--- Problem ---
All lines of the entries with "eslint" in them must be listed.

--- Exercise material ---
---+---
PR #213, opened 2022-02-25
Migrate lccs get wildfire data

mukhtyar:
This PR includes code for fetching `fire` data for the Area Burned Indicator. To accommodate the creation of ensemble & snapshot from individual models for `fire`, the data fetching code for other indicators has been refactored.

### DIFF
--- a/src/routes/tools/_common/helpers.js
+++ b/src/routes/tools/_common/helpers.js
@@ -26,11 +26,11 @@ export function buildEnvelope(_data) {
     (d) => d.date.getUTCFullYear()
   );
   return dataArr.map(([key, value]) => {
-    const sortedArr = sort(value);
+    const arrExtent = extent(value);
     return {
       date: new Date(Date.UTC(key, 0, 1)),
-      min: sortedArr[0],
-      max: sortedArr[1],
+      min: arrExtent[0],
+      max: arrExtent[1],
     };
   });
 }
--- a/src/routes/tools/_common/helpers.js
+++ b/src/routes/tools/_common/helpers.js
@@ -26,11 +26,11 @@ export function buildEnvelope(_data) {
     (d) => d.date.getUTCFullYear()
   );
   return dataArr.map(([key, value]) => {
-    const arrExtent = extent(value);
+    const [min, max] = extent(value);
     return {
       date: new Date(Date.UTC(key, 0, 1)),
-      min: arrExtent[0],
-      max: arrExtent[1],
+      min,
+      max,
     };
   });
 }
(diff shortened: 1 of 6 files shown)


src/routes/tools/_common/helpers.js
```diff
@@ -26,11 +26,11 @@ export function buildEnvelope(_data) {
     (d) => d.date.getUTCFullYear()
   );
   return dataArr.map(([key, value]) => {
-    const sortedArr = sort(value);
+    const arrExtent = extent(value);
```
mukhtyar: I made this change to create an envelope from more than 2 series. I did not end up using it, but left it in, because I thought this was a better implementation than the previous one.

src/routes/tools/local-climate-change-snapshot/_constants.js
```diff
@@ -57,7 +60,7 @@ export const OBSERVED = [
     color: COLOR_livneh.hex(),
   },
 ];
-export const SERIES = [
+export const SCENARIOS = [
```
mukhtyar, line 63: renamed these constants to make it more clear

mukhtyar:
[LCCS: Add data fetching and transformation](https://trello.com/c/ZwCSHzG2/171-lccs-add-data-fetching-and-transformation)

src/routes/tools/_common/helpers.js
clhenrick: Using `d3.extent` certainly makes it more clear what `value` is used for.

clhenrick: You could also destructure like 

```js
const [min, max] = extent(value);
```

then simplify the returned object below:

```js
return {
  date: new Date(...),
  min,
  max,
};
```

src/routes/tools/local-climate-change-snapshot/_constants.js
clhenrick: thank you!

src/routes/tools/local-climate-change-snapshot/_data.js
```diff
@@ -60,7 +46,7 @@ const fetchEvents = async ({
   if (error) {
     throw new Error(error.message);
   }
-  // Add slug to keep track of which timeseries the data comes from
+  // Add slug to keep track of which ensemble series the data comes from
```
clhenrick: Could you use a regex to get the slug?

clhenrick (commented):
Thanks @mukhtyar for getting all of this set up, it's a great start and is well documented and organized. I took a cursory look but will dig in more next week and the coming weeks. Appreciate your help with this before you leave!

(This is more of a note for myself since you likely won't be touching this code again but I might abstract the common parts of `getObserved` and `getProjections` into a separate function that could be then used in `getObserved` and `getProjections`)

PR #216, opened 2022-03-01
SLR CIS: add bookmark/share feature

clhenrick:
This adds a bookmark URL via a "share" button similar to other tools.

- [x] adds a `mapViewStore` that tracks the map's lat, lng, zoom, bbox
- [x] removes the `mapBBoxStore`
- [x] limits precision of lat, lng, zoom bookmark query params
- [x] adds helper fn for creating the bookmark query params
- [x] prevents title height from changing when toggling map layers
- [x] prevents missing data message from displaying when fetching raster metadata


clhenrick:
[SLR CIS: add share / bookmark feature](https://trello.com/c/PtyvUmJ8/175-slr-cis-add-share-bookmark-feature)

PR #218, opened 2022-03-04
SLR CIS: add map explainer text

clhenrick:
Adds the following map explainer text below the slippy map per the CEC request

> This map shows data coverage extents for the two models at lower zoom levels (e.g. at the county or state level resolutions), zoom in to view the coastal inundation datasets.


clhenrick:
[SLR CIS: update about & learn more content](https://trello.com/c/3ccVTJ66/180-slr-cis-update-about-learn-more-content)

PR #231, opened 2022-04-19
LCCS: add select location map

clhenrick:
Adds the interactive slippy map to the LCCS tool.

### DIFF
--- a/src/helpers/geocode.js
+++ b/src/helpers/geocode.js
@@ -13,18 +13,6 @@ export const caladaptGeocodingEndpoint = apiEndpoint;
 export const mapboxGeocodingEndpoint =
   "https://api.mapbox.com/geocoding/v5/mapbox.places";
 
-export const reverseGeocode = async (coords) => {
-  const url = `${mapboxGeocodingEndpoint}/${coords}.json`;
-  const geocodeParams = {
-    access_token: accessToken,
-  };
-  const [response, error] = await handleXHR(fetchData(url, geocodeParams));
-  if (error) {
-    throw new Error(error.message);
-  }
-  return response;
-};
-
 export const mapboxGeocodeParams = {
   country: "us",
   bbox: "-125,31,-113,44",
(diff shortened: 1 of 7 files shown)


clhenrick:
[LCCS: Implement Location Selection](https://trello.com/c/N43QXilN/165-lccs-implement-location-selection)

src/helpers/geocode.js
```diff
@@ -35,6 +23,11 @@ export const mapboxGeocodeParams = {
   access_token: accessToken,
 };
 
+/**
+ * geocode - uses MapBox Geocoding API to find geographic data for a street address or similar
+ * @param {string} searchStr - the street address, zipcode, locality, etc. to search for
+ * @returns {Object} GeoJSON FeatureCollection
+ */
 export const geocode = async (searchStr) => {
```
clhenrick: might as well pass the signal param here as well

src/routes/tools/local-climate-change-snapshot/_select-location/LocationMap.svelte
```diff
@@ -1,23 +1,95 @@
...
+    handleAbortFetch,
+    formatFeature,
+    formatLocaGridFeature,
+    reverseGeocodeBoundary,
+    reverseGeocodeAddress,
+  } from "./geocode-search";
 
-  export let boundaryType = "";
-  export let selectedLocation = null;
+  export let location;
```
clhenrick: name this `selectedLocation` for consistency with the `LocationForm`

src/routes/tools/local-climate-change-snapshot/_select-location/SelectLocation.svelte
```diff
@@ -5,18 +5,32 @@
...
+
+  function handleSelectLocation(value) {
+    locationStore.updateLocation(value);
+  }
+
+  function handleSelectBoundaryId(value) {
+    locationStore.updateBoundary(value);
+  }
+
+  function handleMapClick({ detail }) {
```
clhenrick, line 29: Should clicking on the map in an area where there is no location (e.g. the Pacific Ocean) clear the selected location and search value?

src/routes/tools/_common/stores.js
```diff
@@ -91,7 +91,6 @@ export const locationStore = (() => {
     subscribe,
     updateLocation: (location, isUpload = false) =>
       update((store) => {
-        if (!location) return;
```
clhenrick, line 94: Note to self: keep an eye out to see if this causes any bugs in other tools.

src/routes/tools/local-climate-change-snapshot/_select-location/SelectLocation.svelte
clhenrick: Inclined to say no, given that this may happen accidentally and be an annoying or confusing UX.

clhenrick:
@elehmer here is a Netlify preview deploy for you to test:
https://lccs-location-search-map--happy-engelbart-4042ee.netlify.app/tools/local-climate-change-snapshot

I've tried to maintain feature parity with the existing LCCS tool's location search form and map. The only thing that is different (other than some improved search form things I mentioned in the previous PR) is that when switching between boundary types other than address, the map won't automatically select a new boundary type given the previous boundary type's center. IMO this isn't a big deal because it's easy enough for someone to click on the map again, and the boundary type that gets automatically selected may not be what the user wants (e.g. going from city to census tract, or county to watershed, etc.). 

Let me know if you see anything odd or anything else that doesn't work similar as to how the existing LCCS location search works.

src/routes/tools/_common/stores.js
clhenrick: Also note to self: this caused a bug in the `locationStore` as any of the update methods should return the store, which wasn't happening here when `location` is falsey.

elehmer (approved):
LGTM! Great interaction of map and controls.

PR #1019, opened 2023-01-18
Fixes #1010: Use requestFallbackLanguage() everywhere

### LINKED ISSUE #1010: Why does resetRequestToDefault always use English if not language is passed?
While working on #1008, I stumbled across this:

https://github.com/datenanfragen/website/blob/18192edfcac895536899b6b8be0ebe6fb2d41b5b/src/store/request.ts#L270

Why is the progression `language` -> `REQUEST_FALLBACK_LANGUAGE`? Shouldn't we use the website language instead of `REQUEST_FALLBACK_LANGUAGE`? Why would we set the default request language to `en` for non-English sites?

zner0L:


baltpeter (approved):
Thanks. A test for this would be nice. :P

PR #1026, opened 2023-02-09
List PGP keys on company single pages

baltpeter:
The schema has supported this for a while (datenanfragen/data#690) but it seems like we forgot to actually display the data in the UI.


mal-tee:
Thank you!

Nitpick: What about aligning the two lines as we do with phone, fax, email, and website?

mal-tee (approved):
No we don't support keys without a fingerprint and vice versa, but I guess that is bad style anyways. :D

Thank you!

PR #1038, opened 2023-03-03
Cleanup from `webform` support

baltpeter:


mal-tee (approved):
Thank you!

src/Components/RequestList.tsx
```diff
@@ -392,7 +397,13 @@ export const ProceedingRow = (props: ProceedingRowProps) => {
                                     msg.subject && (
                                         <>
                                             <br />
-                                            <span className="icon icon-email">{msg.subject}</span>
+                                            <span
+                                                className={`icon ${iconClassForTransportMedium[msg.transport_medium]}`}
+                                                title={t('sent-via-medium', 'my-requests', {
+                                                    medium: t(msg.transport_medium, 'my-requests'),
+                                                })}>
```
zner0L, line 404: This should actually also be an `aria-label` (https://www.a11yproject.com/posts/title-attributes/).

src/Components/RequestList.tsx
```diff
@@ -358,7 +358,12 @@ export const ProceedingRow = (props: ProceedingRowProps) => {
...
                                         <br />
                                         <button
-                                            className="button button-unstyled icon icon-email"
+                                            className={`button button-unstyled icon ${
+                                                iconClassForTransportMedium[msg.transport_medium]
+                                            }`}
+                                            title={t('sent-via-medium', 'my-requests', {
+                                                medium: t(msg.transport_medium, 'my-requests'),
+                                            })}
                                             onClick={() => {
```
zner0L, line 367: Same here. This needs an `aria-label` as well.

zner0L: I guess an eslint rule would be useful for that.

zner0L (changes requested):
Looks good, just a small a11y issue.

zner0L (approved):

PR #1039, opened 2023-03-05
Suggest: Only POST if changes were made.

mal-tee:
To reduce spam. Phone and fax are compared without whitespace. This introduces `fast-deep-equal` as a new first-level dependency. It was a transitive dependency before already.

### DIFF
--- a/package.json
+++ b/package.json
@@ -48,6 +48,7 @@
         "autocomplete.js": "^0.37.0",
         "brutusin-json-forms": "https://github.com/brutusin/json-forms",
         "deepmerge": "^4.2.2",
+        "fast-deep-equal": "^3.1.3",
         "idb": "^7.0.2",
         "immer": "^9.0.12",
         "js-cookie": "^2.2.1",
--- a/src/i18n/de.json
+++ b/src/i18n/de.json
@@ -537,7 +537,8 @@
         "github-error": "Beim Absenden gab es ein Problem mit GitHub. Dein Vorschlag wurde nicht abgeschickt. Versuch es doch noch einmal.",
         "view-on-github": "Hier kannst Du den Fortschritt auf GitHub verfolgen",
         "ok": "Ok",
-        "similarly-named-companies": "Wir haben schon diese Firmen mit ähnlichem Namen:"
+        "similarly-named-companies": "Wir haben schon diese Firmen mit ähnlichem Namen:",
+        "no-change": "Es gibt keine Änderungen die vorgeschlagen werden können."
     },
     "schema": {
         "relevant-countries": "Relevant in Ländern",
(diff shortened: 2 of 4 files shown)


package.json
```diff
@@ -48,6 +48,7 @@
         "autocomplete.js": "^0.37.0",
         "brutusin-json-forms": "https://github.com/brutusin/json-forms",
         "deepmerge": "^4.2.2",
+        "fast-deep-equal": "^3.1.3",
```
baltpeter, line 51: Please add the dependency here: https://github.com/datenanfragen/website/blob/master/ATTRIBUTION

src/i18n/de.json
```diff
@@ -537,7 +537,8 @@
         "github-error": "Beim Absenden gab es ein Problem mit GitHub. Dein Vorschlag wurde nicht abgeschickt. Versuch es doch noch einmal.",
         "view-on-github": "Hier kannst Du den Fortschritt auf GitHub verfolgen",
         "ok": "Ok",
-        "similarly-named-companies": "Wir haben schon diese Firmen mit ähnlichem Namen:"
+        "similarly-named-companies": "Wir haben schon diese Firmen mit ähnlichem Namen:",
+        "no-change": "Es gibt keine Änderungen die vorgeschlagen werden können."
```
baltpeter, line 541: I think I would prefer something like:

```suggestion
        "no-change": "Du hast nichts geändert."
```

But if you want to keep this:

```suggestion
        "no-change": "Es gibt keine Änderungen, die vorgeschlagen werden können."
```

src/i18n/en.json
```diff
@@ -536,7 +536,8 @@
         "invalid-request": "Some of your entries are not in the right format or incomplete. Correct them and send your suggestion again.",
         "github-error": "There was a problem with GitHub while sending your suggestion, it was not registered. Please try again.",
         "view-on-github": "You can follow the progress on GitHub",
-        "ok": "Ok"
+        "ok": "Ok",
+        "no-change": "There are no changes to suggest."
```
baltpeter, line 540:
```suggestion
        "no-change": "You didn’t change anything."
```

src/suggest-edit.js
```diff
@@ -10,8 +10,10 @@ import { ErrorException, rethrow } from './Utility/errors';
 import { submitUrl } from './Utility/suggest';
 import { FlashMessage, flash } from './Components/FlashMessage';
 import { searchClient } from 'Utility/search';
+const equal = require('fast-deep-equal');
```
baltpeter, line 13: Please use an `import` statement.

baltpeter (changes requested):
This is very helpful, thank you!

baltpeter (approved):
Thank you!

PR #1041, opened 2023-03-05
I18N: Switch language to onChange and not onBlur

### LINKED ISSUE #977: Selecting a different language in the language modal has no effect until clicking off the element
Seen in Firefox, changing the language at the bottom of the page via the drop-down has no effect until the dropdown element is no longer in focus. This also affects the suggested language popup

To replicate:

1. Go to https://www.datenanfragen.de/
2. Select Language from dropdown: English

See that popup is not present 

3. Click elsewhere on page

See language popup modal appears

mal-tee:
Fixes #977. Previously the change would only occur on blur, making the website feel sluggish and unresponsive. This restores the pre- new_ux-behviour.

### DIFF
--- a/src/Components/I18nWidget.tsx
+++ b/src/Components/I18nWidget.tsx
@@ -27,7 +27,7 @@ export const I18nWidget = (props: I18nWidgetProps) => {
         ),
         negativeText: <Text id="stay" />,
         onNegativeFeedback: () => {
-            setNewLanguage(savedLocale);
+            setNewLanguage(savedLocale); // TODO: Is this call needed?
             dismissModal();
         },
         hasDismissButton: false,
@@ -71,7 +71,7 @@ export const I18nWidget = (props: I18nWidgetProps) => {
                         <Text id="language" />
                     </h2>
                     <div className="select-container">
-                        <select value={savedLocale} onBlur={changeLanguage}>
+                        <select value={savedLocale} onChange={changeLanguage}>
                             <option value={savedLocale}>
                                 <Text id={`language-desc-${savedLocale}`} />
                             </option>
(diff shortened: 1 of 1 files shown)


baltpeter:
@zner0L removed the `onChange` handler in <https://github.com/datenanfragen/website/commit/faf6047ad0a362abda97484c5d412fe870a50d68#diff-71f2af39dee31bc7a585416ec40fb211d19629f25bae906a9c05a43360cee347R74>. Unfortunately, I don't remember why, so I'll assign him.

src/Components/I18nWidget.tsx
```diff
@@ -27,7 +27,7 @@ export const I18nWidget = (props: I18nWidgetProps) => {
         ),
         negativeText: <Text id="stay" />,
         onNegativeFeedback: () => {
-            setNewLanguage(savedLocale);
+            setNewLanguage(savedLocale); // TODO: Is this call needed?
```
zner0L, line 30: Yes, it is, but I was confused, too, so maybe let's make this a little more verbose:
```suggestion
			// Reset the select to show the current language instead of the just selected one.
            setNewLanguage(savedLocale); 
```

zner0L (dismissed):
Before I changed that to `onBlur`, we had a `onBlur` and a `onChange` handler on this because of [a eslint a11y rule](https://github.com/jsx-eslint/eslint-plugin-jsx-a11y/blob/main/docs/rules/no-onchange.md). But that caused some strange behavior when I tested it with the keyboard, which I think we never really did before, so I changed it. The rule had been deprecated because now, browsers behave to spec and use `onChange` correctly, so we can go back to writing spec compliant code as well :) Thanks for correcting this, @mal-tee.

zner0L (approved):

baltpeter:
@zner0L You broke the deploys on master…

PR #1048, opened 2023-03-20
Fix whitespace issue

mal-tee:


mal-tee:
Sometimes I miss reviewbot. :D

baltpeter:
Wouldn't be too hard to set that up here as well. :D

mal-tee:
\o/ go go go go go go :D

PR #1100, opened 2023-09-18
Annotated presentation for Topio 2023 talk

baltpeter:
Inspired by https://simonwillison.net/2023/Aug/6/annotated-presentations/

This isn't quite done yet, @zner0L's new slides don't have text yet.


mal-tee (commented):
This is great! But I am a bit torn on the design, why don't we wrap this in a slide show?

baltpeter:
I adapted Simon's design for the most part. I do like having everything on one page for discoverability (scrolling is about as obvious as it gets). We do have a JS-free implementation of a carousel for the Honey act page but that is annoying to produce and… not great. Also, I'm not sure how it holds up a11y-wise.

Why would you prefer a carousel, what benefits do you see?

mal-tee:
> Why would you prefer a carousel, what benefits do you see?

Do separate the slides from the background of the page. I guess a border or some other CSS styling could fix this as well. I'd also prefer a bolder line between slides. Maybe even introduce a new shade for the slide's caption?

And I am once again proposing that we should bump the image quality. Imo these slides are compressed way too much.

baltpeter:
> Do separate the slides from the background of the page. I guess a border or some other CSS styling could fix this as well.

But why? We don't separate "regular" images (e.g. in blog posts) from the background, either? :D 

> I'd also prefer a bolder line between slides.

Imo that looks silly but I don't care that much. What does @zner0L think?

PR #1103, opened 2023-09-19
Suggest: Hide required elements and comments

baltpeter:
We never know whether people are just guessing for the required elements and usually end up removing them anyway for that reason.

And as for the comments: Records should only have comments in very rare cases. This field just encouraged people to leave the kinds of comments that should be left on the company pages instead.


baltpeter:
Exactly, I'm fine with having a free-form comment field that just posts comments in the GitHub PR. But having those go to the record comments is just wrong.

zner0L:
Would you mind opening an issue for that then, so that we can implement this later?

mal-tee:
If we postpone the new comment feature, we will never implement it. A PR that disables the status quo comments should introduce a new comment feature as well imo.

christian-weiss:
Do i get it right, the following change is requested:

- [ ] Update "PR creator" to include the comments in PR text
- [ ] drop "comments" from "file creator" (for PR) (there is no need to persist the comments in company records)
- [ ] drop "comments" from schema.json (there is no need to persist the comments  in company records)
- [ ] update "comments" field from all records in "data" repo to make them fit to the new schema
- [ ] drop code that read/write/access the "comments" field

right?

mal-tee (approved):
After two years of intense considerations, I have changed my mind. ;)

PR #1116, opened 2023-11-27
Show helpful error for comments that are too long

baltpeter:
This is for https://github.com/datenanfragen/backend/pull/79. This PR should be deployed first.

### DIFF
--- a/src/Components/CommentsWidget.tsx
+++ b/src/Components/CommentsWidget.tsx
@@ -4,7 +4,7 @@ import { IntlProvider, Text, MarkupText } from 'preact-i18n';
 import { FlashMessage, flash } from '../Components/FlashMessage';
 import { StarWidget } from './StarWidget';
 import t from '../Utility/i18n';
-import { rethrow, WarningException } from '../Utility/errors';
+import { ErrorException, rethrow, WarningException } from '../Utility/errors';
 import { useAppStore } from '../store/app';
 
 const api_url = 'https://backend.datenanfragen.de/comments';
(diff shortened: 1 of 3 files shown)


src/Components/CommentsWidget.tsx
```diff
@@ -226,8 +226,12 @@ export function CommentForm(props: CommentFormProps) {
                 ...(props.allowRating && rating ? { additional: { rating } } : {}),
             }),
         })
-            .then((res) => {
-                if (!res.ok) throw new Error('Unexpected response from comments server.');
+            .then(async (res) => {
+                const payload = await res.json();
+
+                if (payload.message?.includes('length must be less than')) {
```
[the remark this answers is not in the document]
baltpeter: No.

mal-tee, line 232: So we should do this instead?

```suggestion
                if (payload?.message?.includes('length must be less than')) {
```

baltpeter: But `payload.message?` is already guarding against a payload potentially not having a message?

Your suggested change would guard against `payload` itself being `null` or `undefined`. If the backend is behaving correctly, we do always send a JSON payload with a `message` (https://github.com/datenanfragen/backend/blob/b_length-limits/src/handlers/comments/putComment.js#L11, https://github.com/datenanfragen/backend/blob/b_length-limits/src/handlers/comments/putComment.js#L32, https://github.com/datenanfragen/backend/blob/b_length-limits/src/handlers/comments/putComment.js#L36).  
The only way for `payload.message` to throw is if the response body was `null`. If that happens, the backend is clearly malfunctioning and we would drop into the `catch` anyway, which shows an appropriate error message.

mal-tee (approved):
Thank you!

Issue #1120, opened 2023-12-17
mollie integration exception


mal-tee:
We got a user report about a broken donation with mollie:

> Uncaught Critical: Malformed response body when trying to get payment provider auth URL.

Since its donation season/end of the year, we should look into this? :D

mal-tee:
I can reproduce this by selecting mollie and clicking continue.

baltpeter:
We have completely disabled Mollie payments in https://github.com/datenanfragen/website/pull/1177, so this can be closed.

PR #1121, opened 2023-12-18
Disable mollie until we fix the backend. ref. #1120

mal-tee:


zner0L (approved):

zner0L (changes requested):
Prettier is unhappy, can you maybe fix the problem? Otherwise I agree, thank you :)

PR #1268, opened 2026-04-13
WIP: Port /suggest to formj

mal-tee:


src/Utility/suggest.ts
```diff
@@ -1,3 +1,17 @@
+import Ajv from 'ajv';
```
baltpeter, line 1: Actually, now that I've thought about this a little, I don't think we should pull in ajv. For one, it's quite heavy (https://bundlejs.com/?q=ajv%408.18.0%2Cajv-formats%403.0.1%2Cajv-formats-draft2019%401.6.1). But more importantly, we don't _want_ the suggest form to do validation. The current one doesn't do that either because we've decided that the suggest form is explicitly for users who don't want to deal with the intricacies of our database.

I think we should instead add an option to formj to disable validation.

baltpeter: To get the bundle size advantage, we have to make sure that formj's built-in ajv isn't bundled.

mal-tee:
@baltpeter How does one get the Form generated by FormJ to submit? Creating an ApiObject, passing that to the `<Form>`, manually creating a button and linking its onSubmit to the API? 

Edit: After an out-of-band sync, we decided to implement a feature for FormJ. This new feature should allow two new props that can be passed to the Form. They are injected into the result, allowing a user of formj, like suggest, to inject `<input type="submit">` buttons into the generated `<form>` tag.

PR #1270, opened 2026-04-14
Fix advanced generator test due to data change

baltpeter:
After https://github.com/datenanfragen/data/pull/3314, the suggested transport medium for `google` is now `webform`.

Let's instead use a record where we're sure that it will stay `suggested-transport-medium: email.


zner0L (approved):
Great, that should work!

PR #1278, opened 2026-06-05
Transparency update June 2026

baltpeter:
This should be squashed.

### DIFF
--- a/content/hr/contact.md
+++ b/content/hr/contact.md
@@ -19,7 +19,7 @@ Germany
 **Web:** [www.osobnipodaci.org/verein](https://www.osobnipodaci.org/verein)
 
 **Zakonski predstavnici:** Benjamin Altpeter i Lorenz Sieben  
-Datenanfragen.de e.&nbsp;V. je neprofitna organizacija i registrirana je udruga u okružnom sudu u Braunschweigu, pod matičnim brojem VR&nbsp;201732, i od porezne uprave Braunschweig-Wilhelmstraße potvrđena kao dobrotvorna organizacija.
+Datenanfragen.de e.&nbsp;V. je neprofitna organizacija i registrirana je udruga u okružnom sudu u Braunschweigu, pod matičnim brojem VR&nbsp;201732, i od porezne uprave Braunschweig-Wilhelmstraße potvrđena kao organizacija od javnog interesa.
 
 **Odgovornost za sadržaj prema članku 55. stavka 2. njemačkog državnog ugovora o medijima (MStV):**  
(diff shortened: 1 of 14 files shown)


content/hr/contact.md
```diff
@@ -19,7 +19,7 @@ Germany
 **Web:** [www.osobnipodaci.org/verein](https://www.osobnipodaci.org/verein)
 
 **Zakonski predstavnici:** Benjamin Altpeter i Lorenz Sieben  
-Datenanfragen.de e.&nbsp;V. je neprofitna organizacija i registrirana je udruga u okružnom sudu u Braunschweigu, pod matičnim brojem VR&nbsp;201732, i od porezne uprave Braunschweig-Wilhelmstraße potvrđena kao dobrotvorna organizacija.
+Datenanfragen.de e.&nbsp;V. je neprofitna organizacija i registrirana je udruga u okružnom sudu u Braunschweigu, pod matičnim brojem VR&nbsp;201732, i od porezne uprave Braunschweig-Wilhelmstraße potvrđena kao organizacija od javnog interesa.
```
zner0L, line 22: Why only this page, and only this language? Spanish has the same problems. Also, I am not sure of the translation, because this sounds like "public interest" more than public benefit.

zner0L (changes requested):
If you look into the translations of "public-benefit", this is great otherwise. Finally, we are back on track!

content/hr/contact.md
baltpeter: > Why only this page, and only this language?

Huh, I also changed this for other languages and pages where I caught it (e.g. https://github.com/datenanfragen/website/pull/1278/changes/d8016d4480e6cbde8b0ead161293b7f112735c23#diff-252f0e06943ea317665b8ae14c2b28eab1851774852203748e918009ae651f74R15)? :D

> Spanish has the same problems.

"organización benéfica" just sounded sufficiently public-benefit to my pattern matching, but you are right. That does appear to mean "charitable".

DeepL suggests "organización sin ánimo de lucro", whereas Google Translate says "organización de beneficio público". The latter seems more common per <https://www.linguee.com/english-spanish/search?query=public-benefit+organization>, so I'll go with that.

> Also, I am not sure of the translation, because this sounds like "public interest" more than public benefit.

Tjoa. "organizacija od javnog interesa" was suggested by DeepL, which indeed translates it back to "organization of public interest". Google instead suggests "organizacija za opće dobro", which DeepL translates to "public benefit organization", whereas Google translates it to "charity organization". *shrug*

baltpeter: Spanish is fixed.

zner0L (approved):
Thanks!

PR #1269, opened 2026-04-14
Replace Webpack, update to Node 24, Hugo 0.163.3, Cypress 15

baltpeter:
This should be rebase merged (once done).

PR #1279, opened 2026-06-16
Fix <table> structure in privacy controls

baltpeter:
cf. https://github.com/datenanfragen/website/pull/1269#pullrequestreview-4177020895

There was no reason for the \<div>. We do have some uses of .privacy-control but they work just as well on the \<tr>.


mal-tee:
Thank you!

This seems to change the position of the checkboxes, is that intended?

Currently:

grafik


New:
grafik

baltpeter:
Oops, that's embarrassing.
---+---
--- Expected answer ---
zner0L: I guess an eslint rule would be useful for that.
Before I changed that to `onBlur`, we had a `onBlur` and a `onChange` handler on this because of [a eslint a11y rule](https://github.com/jsx-eslint/eslint-plugin-jsx-a11y/blob/main/docs/rules/no-onchange.md). But that caused some strange behavior when I tested it with the keyboard, which I think we never really did before, so I changed it. The rule had been deprecated because now, browsers behave to spec and use `onChange` correctly, so we can go back to writing spec compliant code as well :) Thanks for correcting this, @mal-tee.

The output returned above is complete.